My team is exploring some solutions for mongoDb data archival and online archive seems a great option for it. But before making a conclusive decision I have some queries, would love to get some response/feedback from an expert.
- In limitations it says at max 50 OAs can be created per cluster and out of those 20 will be active at a time. Can you explain this in bit detail? Does that mean if someone does data retrival on those inactive(30 OAs) the query will fail or result in inaccurate data? Also it this limit customisable, can we request for more active OAs or More OA creation as per the requirements ?
- How much latency we can expect in data retrieval ? if it is minimal then its fine.
- Also can we configure online archival for a collection while defining the schema at codebase level ? I mean is there any way I can provide a field mentioning make a archival for this collection with specified rules.

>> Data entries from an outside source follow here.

PR #189, opened 2021-12-22
ocrd-tool: require content-type=text/directory for directory parameters

kba:
See https://github.com/OCR-D/core/issues/750 for discussion.

Tangentially related: https://github.com/OCR-D/core/issues/691

### DIFF
--- a/ocrd_tool.schema.yml
+++ b/ocrd_tool.schema.yml
@@ -126,3 +126,15 @@ properties:
                 - layout/segmentation/word
                 - layout/segmentation/classification
                 - layout/analysis
+          resource-content-type:
+            type: string
+            default: application/octet-stream
+            enum: ['text/directory', 'application/octet-stream']
+            description: >
+              The format of resources this processor expects. Most processors
+              use files for resources (e.g. `*.traineddata` for
+              `ocrd-tesserocr-recognize`) while others use directories of files
+              (e.g. `default` for `ocrd-eynollah-segment`).  If a processor
+              requires directories, it must set `resource-content-type` to
+              `text/directory`.
+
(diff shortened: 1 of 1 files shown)


bertsky:
Note: what I meant by…
> But then, why not just use `content-type: text/directory` or `format: directory`?

…was to use the **existing** `parameters/properties` content-type or format.

ocrd_tool.schema.yml
```diff
@@ -83,11 +83,12 @@ properties:
...
-                      The format of resources this processor expects for this
-                      parameter. Most processors use files for resources (e.g.
-                      `*.traineddata` for `ocrd-tesserocr-recognize`) while
-                      others use directories of files (e.g. `default` for
+                      The media type of resources this processor expects for
+                      this parameter. Most processors use files for resources
+                      (e.g.  `*.traineddata` for `ocrd-tesserocr-recognize`)
+                      while others use directories of files (e.g. `default` for
                       `ocrd-eynollah-segment`).  If a processor requires
                       directories, it must set `resource-content-type` to
```
bertsky, line 93:
```suggestion
                      directories, it must set `content-type` to
```

ocrd_tool.schema.yml
```diff
@@ -83,7 +83,15 @@ properties:
...
                   content-type:
                     type: string
-                    description: "If parameter is reference to file: Media type of the file"
+                    default: 'application/octet-stream'
+                    description: >
+                      The media type of resources this processor expects for
+                      this parameter. Most processors use files for resources
+                      (e.g.  `*.traineddata` for `ocrd-tesserocr-recognize`)
+                      while others use directories of files (e.g. `default` for
+                      `ocrd-eynollah-segment`).  If a processor requires
```
bertsky, line 92:
```suggestion
                      `ocrd-eynollah-segment`).  If a parameter requires
```

PR #190, opened 2022-02-04
ocrd_tool: add module directory

bertsky:
As implemented in https://github.com/OCR-D/core/pull/792

(Also contains a clarification about subdirs as used in Tesseract e.g. `script/Fraktur`.)


kba:
merged into #181

PR #199, opened 2022-04-26
minor fixes for web-api

cneud:
* typo corrected ("iff" -> "if")
* use https for OCR-D website and Apache license

### DIFF
--- a/openapi.yml
+++ b/openapi.yml
@@ -9,7 +9,7 @@ info:
 
     ## OCR-D API compatibility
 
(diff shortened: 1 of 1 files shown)


mweidling:
I think the `iff` was intended by @kba because it's a logical term meaning "if and only if". But it confused others as well, so we might write it more explicitly (@kba)?

cneud:
Yeah I was unsure about that too, but since this is in documentation and not actual code...let's see what @kba thinks.

kba:
Yeah, it was meant as "if and only if" - I like precise language :) But since it confuses you, let's drop it.

PR #203, opened 2022-04-27
fix list item visibility in ocrd_zip docu

joschrew:
without this addition the whole bullet point for Ocrd-Mets is not visible in the resulting html


cneud (approved):
LGTM!

PR #205, opened 2022-05-09
added missing change for bagit-profile-json-url

joschrew:
I think one occurrence of bagit-profile url was overlooked during the last change regarding the same topic.


kba:
Indeed! Well spotted, thanks.

PR #206, opened 2022-05-20
ocrd-tool.json: allow more fine-grained parameter descriptions

kba:
cf. OCR-D/core#848

Allows processor developers to describe numerical, object and array parameters in more detail.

- Can you please provide some more detailed documentation on working with OAs through CLI and APIs, and how can I setup OAs for multiple collections within a cluster with exactly same rules, using some script or something else, at application startup.
- In notes multiple times its mentioned that it will only archive data if it more that 5MiB for last 7 days, what exactly does this mean ? Like suppose my rule is set for 60 days, and we don’t have more that 5MiB data in this cycle, so will this data be archived in next cycle ?
- What are the best practices to manage archived data, eventually it can grow and become huge at a time, also deleting this archived data is not an option. Do we have something to solve this ? like may be partitioning 1 OA into multiples etc.
Lots of questions , but this will help us to be clear and accurate regarding the solution which can be used in long terms.